Author: Boualem Hadjerioua, Norm Bishop, Patrick O'Connor, Rocío Uría-Martínez, Scott DeNeale
Conference: HydroVision International 2014
Date: July 22-25, 2014
To date, the vast majority of global and domestic Pumped Storage Hydro (PSH) development has focused on the construction of large (generally greater than 300MW), site-customized plants. The viability of alternative design paradigms for PSH technologies has been actively discussed in industry and the research community, but no reliable determinations on the viability of these concepts have been made. Of particular interest is the development of smaller, distributed PSH systems incorporating elements of modular design to drive down cost and increase the ease of implementation. Small modular PSH could present a significant avenue to cost-competitiveness through direct cost reductions (requiring R&D) and by avoiding many of the major barriers facing large conventional designs such as access to capital, the long, uncertain licensing process, and the suppression of market prices (and subsequently revenues) caused by adding utility-scale storage to grid. These distributed modular units would typically serve large commercial and industrial loads in regions with adequate topography; examples include large industrial facilities, national laboratories, and data centers.
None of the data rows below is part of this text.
PR #120, opened 2023-10-08
run tests inside SVSM

Freax13:
This PR makes it possible to run tests inside the SVSM. Simply setting the `TEST` environment variable before running `make` will produce an SVSM build that runs tests instead of running the guest.

This is implemented using the nightly `custom_test_frameworks` feature to specify our own tests runner. This nightly feature is only required when building tests for running inside the SVSM, non-test builds and normal test execution can continue to use a stable toolchain. The `#[test]` macro expects a crate named `test` to exist, so a small, no_std compatible subset of the `test` crate has been copied.

Some  tests currently fail when run inside the SVSM (AFAICT mostly for benign reasons related to setup of the allocator and file system). Those tests are currently disabled using the `ignore` attribute. Fixing those tests is probably best left to separate PRs.

### DIFF
--- a/Makefile
+++ b/Makefile
@@ -51,6 +51,9 @@ utils/gen_meta: utils/gen_meta.c
 utils/print-meta: utils/print-meta.c
 	cc -O3 -Wall -o $@ $<
 
+utils/cbit: utils/cbit.c
+	cc -O3 -Wall -o $@ $<
+
 stage1/meta.bin: utils/gen_meta utils/print-meta
 	./utils/gen_meta $@
 
--- a/Makefile
+++ b/Makefile
@@ -57,4 +57,4 @@ clean:
 	cargo clean
 	rm -f stage1/stage2.bin svsm.bin stage1/meta.bin stage1/kernel.elf stage1/stage1 stage1/svsm-fs.bin ${STAGE1_OBJS} utils/gen_meta utils/print-meta
 
-.PHONY: stage1/stage2.bin stage1/kernel.elf svsm.bin clean stage1/svsm-fs.bin
+.PHONY: stage1/stage2.bin stage1/kernel.elf svsm.bin clean stage1/svsm-fs.bin test
--- a/Makefile
+++ b/Makefile
@@ -14,7 +14,7 @@ FS_FILE ?= none
 
 STAGE1_OBJS = stage1/stage1.o stage1/reset.o
 
-all: svsm.bin
+all: stage1/kernel.elf svsm.bin
 
 test:
 	cargo test --target=x86_64-unknown-linux-gnu
@@ -42,7 +42,7 @@ ifneq ($(FS_FILE), none)
 endif
 	touch stage1/svsm-fs.bin
 
-stage1/stage1.o: stage1/stage1.S stage1/stage2.bin stage1/kernel.elf stage1/svsm-fs.bin
+stage1/stage1.o: stage1/stage1.S stage1/stage2.bin stage1/svsm-fs.bin
 	cc -c -o $@ stage1/stage1.S
 
 stage1/reset.o:  stage1/reset.S stage1/meta.bin
--- a/Makefile
+++ b/Makefile
@@ -22,28 +22,8 @@ all: stage1/kernel.elf svsm.bin
 test:
 	cargo test --target=x86_64-unknown-linux-gnu
 
-test-in-svsm: stage1/test-kernel.elf svsm.bin
-ifndef QEMU
-	echo "Set QEMU environment variable to QEMU installation path" && exit 1
-endif
-ifndef OVMF
-	echo "Set OVMFenvironment variable to a folder containing OVMF_CODE.fd and OVMF_VARS.fd" && exit 1
-endif
-	$(QEMU)/qemu-system-x86_64 \
-		-enable-kvm \
-		-cpu EPYC-v4 \
-		-machine q35,confidential-guest-support=sev0,memory-backend=ram1,kvm-type=protected \
-		-object memory-backend-memfd-private,id=ram1,size=1G,share=true \
-		-object sev-snp-guest,id=sev0,cbitpos=$(C_BIT_POS),reduced-phys-bits=1,svsm=on \
-		-smp 8 \
-		-no-reboot \
-		-drive if=pflash,format=raw,unit=0,file=$(OVMF)/OVMF_CODE.fd,readonly=on \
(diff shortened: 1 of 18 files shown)


Makefile
```diff
@@ -9,7 +9,17 @@ TARGET_PATH="debug"
 endif
 
 STAGE2_ELF = "target/x86_64-unknown-none/${TARGET_PATH}/stage2"
+ifdef TEST
+KERNEL_ELF = "target/x86_64-unknown-none/${TARGET_PATH}/deps/svsm-0651abaef6a489bb"
```
roy-hopkins, line 13: I'm not sure the metadata hash can be hardcoded here. I think it can change based on compiler version and other parameters.

Freax13: I think you're right in that there is no guarantee that the hash will be stable. Cargo doesn't seem to have way to fix the path: https://github.com/rust-lang/cargo/issues/1924). Anecdotally, over the course of development for this pr, I've been using multiple nightly versions and the hash remained the same.

roy-hopkins: I spotted in when I was trying it out - I was playing around with my own build script that deploys to our test machine and I ended up making the hash value change. Unfortunately I don't know what I did to cause it to change and it reverted back to the original when I tried to reproduce it.

Freax13: Addressed in ace2c559346b63932e5f3323bfaf9ae9f2d423e3

Makefile
```diff
@@ -2,22 +2,28 @@ FEATURES ?= "default"
...
-KERNEL_ELF = "target/x86_64-unknown-none/${TARGET_PATH}/deps/svsm-0651abaef6a489bb"
+KERNEL_ELF = target/x86_64-unknown-none/${TARGET_PATH}/svsm-test
 CARGO_ENV_KERNEL = LINK_TEST=1
 CARGO_TOOLCHAIN_KERNEL = +nightly
 CARGO_ARGS_KERNEL = --tests
+CARGO_VERB_KERNEL = test
+# Define a test runner that simply copies the binary to a static location for
+# further processing. We do this because there's no good way to statically know
+# the test binary location.
+CARGO_ARGS_KERNEL += --config 'target.x86_64-unknown-none.runner=["sh", "-c", "cp $$0 ${KERNEL_ELF}"]'
```
roy-hopkins, line 21: That's a great solution!

joergroedel:
Thanks for doing this, it looks very promising! Somehow I have issues getting the test binary to build, it can't find the `core` crate. Any hint on how I can fix this on my side?

Freax13:
> Thanks for doing this, it looks very promising! Somehow I have issues getting the test binary to build, it can't find the `core` crate. Any hint on how I can fix this on my side?

Sounds like the x86_64-unknown-none target on the nightly toolchain isn't installed. Try
```
rustup target add --toolchain nightly x86_64-unknown-none
```

src/testing.rs
```diff
@@ -0,0 +1,33 @@
...
+            continue;
+        }
+
+        info!("test {} ...", test_case.desc.name.0);
+        (test_case.testfn.0)();
+    }
+
+    info!("All tests passed!");
+
+    request_termination_msr();
```
joergroedel, line 32: I wonder if we can use the qemu exit device here?

joergroedel (commented):
In general this looks great. A few things I'd like to see changed:

1. We can safely assume that the test SVSM binary will run in QEMU, so I'd like to use the QEMU exit device to get exit qemu with a given exit-code. This way running the in-kernel tests can be more easily automated.
2. Please add a Makefile target to build and run the in-kernel tests.

Is there an easy way to limit certain tests to a single test-runner? So that we run some tests only in user-space and others only with the in-kernel runner?

src/testing.rs
Freax13: Turns out we can: d8b17373c7f68cb92ff84a1079b4d79d4d049e5f

Freax13:
> In general this looks great. A few things I'd like to see changed:
> 
>   1. We can safely assume that the test SVSM binary will run in QEMU, so I'd like to use the QEMU exit device to get exit qemu with a given exit-code. This way running the in-kernel tests can be more easily automated.

Good idea! Implemented in 0ef34e232046c4c825fcd0f8402898e431212d71.
 
>   2. Please add a Makefile target to build and run the in-kernel tests.

Implemented in 773b3b2f66a8f8ba1eb62da161ae7e4c1f30641a. I added a `test-in-svsm` target. This targets determines the QEMU and OVMF installation paths from environment variables (and errors out if they are missing) to run the tests.

> Is there an easy way to limit certain tests to a single test-runner? So that we run some tests only in user-space and others only with the in-kernel runner?

We can use `cfg_attr(target_os = "none", ignore)` to prevent tests from being run inside the SVSM and vice versa.

joergroedel:
> We can use `cfg_attr(target_os = "none", ignore)` to prevent tests from being run inside the SVSM and vice versa.

A more descriptive way of specifying this would be great. Can this work with defining specific features and making tests depend on them?

Freax13:
> > We can use `cfg_attr(target_os = "none", ignore)` to prevent tests from being run inside the SVSM and vice versa.
> 
> A more descriptive way of specifying this would be great. Can this work with defining specific features and making tests depend on them?

Yes, we could either use a feature or just a raw `cfg(some_feature_name)`.

Freax13:
> > > We can use `cfg_attr(target_os = "none", ignore)` to prevent tests from being run inside the SVSM and vice versa.
> > 
> > 
> > A more descriptive way of specifying this would be great. Can this work with defining specific features and making tests depend on them?
> 
> Yes, we could either use a feature or just a raw `cfg(some_feature_name)`.

I added a cfg option `test_in_svsm`. See https://github.com/coconut-svsm/svsm/pull/120/commits/d368d2386d5c9c79e449d435874634fbfcfe271f on how this is used.

Freax13:
I just rebased onto the latest master branch.

joergroedel:
Made a few updates and stored them in [this branch](https://github.com/joergroedel/svsm/tree/custom-test-framework). Can you please look at my changes and include them into this PR?

Freax13:
> Made a few updates and stored them in [this branch](https://github.com/joergroedel/svsm/tree/custom-test-framework). Can you please look at my changes and include them into this PR?

Looks good to me, thanks!

Freax13:
I also rebased onto the latest master branch so resolve some conflicts.

joergroedel (approved):
Thanks, looks good now.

However, the cost and design dynamics of this new form of PSH development are not known, and it is ultimately unclear whether the benefits of modularization are sufficient to outweigh the economies of scale inherent in utility scale development, or prove superior to alternative distributed-storage technologies (i.e. batteries). This research fills portions of this knowledge gap by evaluating the technical feasibility and economic viability of modularizing the design of PSH. Determining feasibility involves both an evaluation of the technology strategies for modularization, and the market realities facing alternative PSH designs, including the size, geography, and power market distribution of potential locations, and the production economies of scale necessary to reach economic viability.
Equipment vendor expertise is utilized to evaluate modularized implementations of PSH components and subsystems to address technical viability. Various configurations and their cost-performance tradeoffs will be explored, including standardized reversible Francis units, as well as “off-the-shelf” applications of industrial pumps. Additional future research will attempt to address civil works cost reductions, including the application of alternative materials (e.g., carbon fiber) to the penstock and manufactured reservoirs.
To systematically explore the cost-performance tradeoffs of modularization, the initial analysis, reported in this paper, focuses on a reference case for the potential development of small modular PSH at an abandoned coal mine, with existing upper and lower reservoirs, operating as a closed loop. A subsequent analysis is planned to evaluate and revise a reconnaissance study (HDR 2011a) for the potential development of a m-PSH project to balance Oak Ridge National Laboratory’s (ORNL) operational and supercomputing loads (peak of 25 MW, variability of 10+ MW). Analysis support from the Tennessee Valley Authority (TVA) and direct access to the “owner’s” (i.e. ORNL’s) site, power needs, and finances will provide a unique opportunity for the holistic evaluation of all customer and grid operator portfolio benefits from such a facility.